Examine the entries below, count the lines holding the string "tools", and respond with the number only.

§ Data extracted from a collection
▬▬▬▬▬▬

PR #2997, opened 2019-06-13
Building homme without netcdf and pio

oksanaguba:
Add an option to build homme without pio and netcdf libraries, not active by default. This is needed for performance runs when installing netcdfF is not trivial. Affects only homme, homme suite on anvil passes.

[bfb]


oksanaguba:
This commit ran on 1 rank. I will try to make it a proper PR now.

jayeshkrishna:
@oksanaguba : Just curious, is this PR to optionally build HOMME without PIO ?

oksanaguba:
... except that there is no motivation to do sweat without pio, too. so this feature will be ok only when building preqx* and theta* execs.

oksanaguba:
@jayeshkrishna yes, we have this issue once in a while that netcdf F is not built on a system. Then we usually end up building it locally, but I had some issues doing this, so, I decided to comment pio calls and cmake build stuff in standalone homme. This is when movies are not needed, for example, for performance runs.

mt5555:
@jayeshkrishna : any chance PIO2 will support being built without any external libraries, and just write binary data?  or just ignore all write requests?

oksanaguba:
Homme tests on anvil (with the usual build) pass. This is ready.

components/homme/CMakeLists.txt
```diff
@@ -315,22 +331,25 @@ IF (CPRNC_DIR)
...
-  set(NETCDF_INCLUDE_DIR ${NetCDF_Fortran_INCLUDE_DIRS})
+    # cprnc's cmake wont search for netcdf, so we have to find it first:
+    FIND_PACKAGE(NetCDF "4.0" COMPONENTS C Fortran)
+    set(NETCDF_LIBRARIES ${NetCDF_Fortran_LIBRARIES})
+    set(NETCDF_INCLUDE_DIR ${NetCDF_Fortran_INCLUDE_DIRS})
 
-  # needed for CPRNC build system
-  file(WRITE "${CMAKE_CURRENT_SOURCE_DIR}/utils/cime/tools/cprnc/Macros.cmake" "#dummy Macros file for non-CIME machines")
+    # needed for CPRNC build system
+    file(WRITE "${CMAKE_CURRENT_SOURCE_DIR}/utils/cime/tools/cprnc/Macros.cmake" "#dummy Macros file for non-CIME machines")
```
ambrad: If you want to solve another problem in this PR, you could bring in this commit:
https://github.com/ambrad/E3SM/commit/fa48fd298678be89bf36357db731f4b10215d548
It runs the file line above only if the file is missing. This solves the auto-reconfig issue when doing multiple builds from the same repo.

components/homme/cmake/HommeMacros.cmake
```diff
@@ -123,7 +123,12 @@ macro(createTestExec execName execType macroNP macroNC
   # Add this executable to a list
   SET(EXEC_LIST ${EXEC_LIST} ${execName} CACHE INTERNAL "List of configured executables")
 
-  TARGET_LINK_LIBRARIES(${execName} pio timing ${COMPOSE_LIBRARY} ${BLAS_LIBRARIES} ${LAPACK_LIBRARIES})
+  if(BUILD_HOMME_WITHOUT_PIOLIBRARY)
+    TARGET_LINK_LIBRARIES(${execName} timing ${COMPOSE_LIBRARY} ${BLAS_LIBRARIES} ${LAPACK_LIBRARIES})
+  ELSE()
+    TARGET_LINK_LIBRARIES(${execName} pio timing ${COMPOSE_LIBRARY} ${BLAS_LIBRARIES} ${LAPACK_LIBRARIES})
```
ambrad: So that there aren't two lines with lists have N-1 redundant entries, you could make a list with the N-1 entries, then use `list(APPEND ...)` for pio.

components/homme/cmake/HommeMacros.cmake
```diff
@@ -110,7 +110,7 @@ macro(createTestExec execName execType macroNP macroNC
   ADD_EXECUTABLE(${execName} ${EXEC_SOURCES})
   SET_TARGET_PROPERTIES(${execName} PROPERTIES LINKER_LANGUAGE Fortran)
 
-  IF (${CXXLIB_SUPPORTED})
+  IF (CXXLIB_SUPPORTED_CACHE)
```
ambrad: Is this fixing a separate issue? That's fine, but I'm just checking this bit is orthogonal to the PIO part to be sure I understand what's going on.

components/homme/src/share/prim_driver_base.F90
```diff
@@ -283,13 +291,17 @@ subroutine prim_init1_geometry(elem, par, dom_mt)
     ! ===============================================================
     ! Allocate and initialize the graph (array of GridVertex_t types)
     ! ===============================================================
+#ifndef HOMME_WITHOUT_PIOLIBRARY
```
ambrad: This seems to say that if the user requested an unstructured mesh (e.g., RRM), and PIO isn't available, then it will silently build a structured mesh. Is that true? If so, might it be better to throw an informative error the first time that issue is hit? (Ex: "Mesh files are not supported when BUILD_HOMME_WITHOUT_PIOLIBRARY=TRUE.")

components/homme/src/share/prim_driver_base.F90
```diff
@@ -474,13 +492,17 @@ subroutine prim_init1_geometry(elem, par, dom_mt)
 
     if (topology=="cube") then
        if(par%masterproc) write(iulog,*) "initializing cube elements..."
+#ifndef HOMME_WITHOUT_PIOLIBRARY
```
ambrad: Some of this code is getting cluttered with cpp stuff. Does it really not compile w/o these? If it _does_ compile and is just a logical/usage error, I recommend erroring with an informative message but removing all the ifdefs. Ideally, the ifdefs would surround just lines of code that won't compile, e.g., the lines in the unstructured mesh module.

components/homme/src/common_movie_mod.F90
```diff
@@ -3,6 +3,7 @@
 #endif
 
 module common_movie_mod
+#ifndef HOMME_WITHOUT_PIOLIBRARY
```
ambrad: In my opinion, it's better to put all the ifdefs here at the subroutine level and let the callers call these functions as usual. That way, caller code doesn't get cluttered with ifdefs. Ifdef at the tightest point possible, thus minimizing the number (ideally to 0) in non-I/O-implementation code.

components/homme/CMakeLists.txt
oksanaguba: I could, but by some reason I thought Luca would get it into his refactor branch?

components/homme/cmake/HommeMacros.cmake
oksanaguba: It is separate, this check did not work (we prob. never ran on machine without this flag supported?).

▬▬▬▬▬▬

§ PROBLEM SOLUTION
2